[Opening Material provided section]

PR #12377, opened 2026-04-01
OvmfPkg/IgvmSecureBootDxe: Do not return with CustomMode enabled.

kraxel:
# Description

In case some failure happens while CustomMode is enabled call
CpuDeadLoop() instead of returning an error code.  This makes
sure the firmware will not continue running with CustomMode
left enabled unintentionally.

I don't think it is possible to trigger this without also
changing the confidential VM launch measurement.  Nevertheless
it does not hurt to have some extra safeguards.

## How This Was Tested

Build tested only.

## Integration Instructions

N/A

### DIFF
--- a/OvmfPkg/IgvmSecureBootDxe/IgvmSecureBootDxe.c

[Closing Material provided section]

▶ What needs to be done:
Output the complete data verbatim.

▶ Task result:
PR #12377, opened 2026-04-01
OvmfPkg/IgvmSecureBootDxe: Do not return with CustomMode enabled.

kraxel:
# Description

In case some failure happens while CustomMode is enabled call
CpuDeadLoop() instead of returning an error code.  This makes
sure the firmware will not continue running with CustomMode
left enabled unintentionally.

I don't think it is possible to trigger this without also
changing the confidential VM launch measurement.  Nevertheless
it does not hurt to have some extra safeguards.

## How This Was Tested

Build tested only.

## Integration Instructions

N/A

### DIFF
--- a/OvmfPkg/IgvmSecureBootDxe/IgvmSecureBootDxe.c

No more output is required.